Jung: Hatred and the Shadow Within
In contrast, Carl Jung approached hatred through the concept of the Shadow, the unconscious aspect of the psyche where we store everything we disown or refuse to acknowledge in ourselves.
“Everything that irritates us about others can lead us to an understanding of ourselves.”
— Jung
Hatred becomes projection.
What we despise in others often mirrors what we repress in ourselves. Instead of boundary-work or rivalry, hatred in the Jungian model points to unfinished psychological tasks what must be reintegrated for the self to become whole.
Individuation, for Jung, involves recognising the Shadow and making peace with it. Hatred is not eliminated, but transformed.
A Comparative Glance
Hatred is far from a singular concept; it reveals itself differently depending on the lens through which we examine it. While some see it as a defence, others see it as a signal, or even an invitation.
To distil the psychoanalytic richness of Freud, Lacan, and Jung, the following table offers a brief comparative glance:
Each of these thinkers offers a distinctive yet overlapping layer:
Freud situates hatred within the instinctual fabric of ego formation. It's not merely an emotion, but a crucial boundary-making force for survival.
Lacan reads hatred through the prism of rivalry and alienation. It emerges structurally — a product of our entanglement in the symbolic order and the mirror stage.
Jung, by contrast, externalises hatred as a projection of our own unconscious shadow. For him, it is a pathway — not away from the self, but toward its reintegration.

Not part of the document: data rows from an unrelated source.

PR #7503, opened 2025-12-03
updated to reset the blocks queue's chan when resuming after a processing pause

sstanculeanu:
- after an execution break, the headersExecutor is able to pop only one header, then the loop is closed due to internal chan
  
## Proposed changes
- reset the buffered channel on resume execution

## Testing procedure
- with feat branch

## Pre-requisites


sasurobert (dismissed):

process/asyncExecution/headersExecutor.go
```diff
@@ -106,12 +106,16 @@ func (he *headersExecutor) start(ctx context.Context) {
...
 			// blocking operation
-			headerBodyPair, ok := he.blocksQueue.Pop()
-			if !ok {
+			headerBodyPair, valueOk, shouldContinue := he.blocksQueue.Pop()
+			if !shouldContinue {
 				// close event
 				return
 			}
 
+			if !valueOk {
```
AdoAdoAdo: can we check here if the header body pair is valid instead of returning another bool?
e.g in case of valueOk false, both the pair.Header and pair.Body are nil

sstanculeanu: pushed

sasurobert (dismissed):

process/block/baseProcess.go
```diff
@@ -3318,13 +3319,15 @@ func (bp *baseProcessor) verifyGasLimit(header data.HeaderHandler, miniBlocks bl
 
 	bp.gasComputation.Reset()
 	_, numPendingMiniBlocks, err := bp.gasComputation.AddIncomingMiniBlocks(splitRes.incomingMiniBlocks, splitRes.incomingTransactions)
-	if err != nil {
+	// if limits are reached, do not propagate the error so consensus can continue but with no blocks
```
AdoAdoAdo: I think on the zero limit condition we should instead not do any selection for incoming and outgoing miniblocks/transactions, then we should not need to ignore this error.

The block production should continue, while there is a zero limit, but with no transactions.

process/asyncExecution/queue/blocksQueue.go
```diff
@@ -164,7 +164,9 @@ func (bq *blocksQueue) Pop() (HeaderBodyPair, bool) {
 		bq.headerBodyPairs = bq.headerBodyPairs[1:]
 		return item, true
 	}
-	return HeaderBodyPair{}, false
+
+	// allow further Pops
+	return HeaderBodyPair{}, true
```
AdoAdoAdo: I think this should still return false.

Maybe there is an issue with the pause resume, it should not cause the notify channel to be written to without having a new block in queue there.

process/block/baseProcess.go
sstanculeanu: fixed

process/asyncExecution/queue/blocksQueue.go
sstanculeanu: fixed

AdoAdoAdo (dismissed):

AdoAdoAdo (dismissed):

AdoAdoAdo (dismissed):

sasurobert (dismissed):

AdoAdoAdo (approved):

sasurobert (approved):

Together, they challenge us to reconsider hatred not just as something to be suppressed or condemned, but as a psychological signal worth decoding.
From Theory to Experience
Hatred or hate, as it tends to echo in public discourse is often used as though it were a stable, linear emotion. But in reality, what we call hate can be an amalgam of injuries, disappointments, failed recognitions, and protective responses that don’t quite fit inside the word itself. The psyche doesn’t always move in straight lines.

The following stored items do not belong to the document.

PR #7504, opened 2025-12-03
Execution results handling fixes

AdoAdoAdo:
- 
- 
- 
  
## Proposed changes
- 
- 
- 

## Testing procedure
- 
- 
- 

## Pre-requisites

### DIFF
--- a/process/asyncExecution/executionManager/executionManager.go
+++ b/process/asyncExecution/executionManager/executionManager.go
@@ -90,14 +90,53 @@ func (em *executionManager) AddPairForExecution(pair queue.HeaderBodyPair) error
 	defer em.mut.Unlock()
 
 	lastExecutedBlock := em.blockChain.GetLastExecutedBlockHeader()
+	// TODO: analyze if we just need to re-execute instead of ignoring
 	if areSameHeaders(pair.Header, lastExecutedBlock) {
 		log.Warn("header already executed", "nonce", pair.Header.GetNonce(), "round", pair.Header.GetRound())
 		return nil
 	}
-	// todo: remove pending execution result on same nonce if any
-	// todo: make sure the lastExecutedBlockHeader from blockchain is only set in blockchain if
-	// the block has passed consensus (was committed)
+
+	if lastExecutedBlock.GetNonce() >= pair.Header.GetNonce() {
+		err := em.updateContextForReplacedHeader(pair.Header)
+		if err != nil {
+			return err
+		}
+	}
+
 	return em.blocksQueue.AddOrReplace(pair)
+}
+
+func (em *executionManager) updateContextForReplacedHeader(header data.HeaderHandler) error {
+	prevNonce := header.GetNonce() - 1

Lacan’s understanding of emotional life challenges the idea that we know our own feelings. What we call hate may only be a signifier, floating in the symbolic order, without anchoring to a genuine affect. Jung, in contrast, invites us into the shadow, into the unacknowledged, rejected aspects of the self that we often displace onto others.
These frameworks don’t just offer theoretical clarity, they open space to rethink our personal encounters with hate. What does it mean to feel hate‽ And how much of what we call hatred is truly felt, rather than assumed, inherited, or misnamed‽
In navigating these ideas, I did find myself reflecting more deeply on my own emotional regulations and thought patterns. At one point, realised that hate was often just a word, a noisy placeholder that didn’t truly reflect how I felt. It lingered in my headspace like static. More often than not, what I thought was hatred was actually confusion, fear of the unknown, or the residue of being not really seen or heard accordingly.
Putting myself in someone else’s shoes only helped partially. Empathy doesn’t resolve everything. What brought greater clarity was the willingness to sit with discomfort — to allow what I didn’t yet understand to speak, not to silence it with moral certainty.
I don’t subscribe to collective cancel culture. Not because I believe all actions are defensible, but because transformation rarely begins in public rituals of exile. Sometimes reframing requires us to encounter the shadow — not just in others, but within ourselves.
To genuinely dissolve hatred, not suppress or disown it, we need to understand its shape, its purpose, and its misdirections. Only then can we move beyond the vocabulary we inherit.
Perhaps hate is never just about the other; but always, in part, about the self learning where it ends and begins. We do not lose ourselves by trying to understand Hate, we begin to find what holds us together.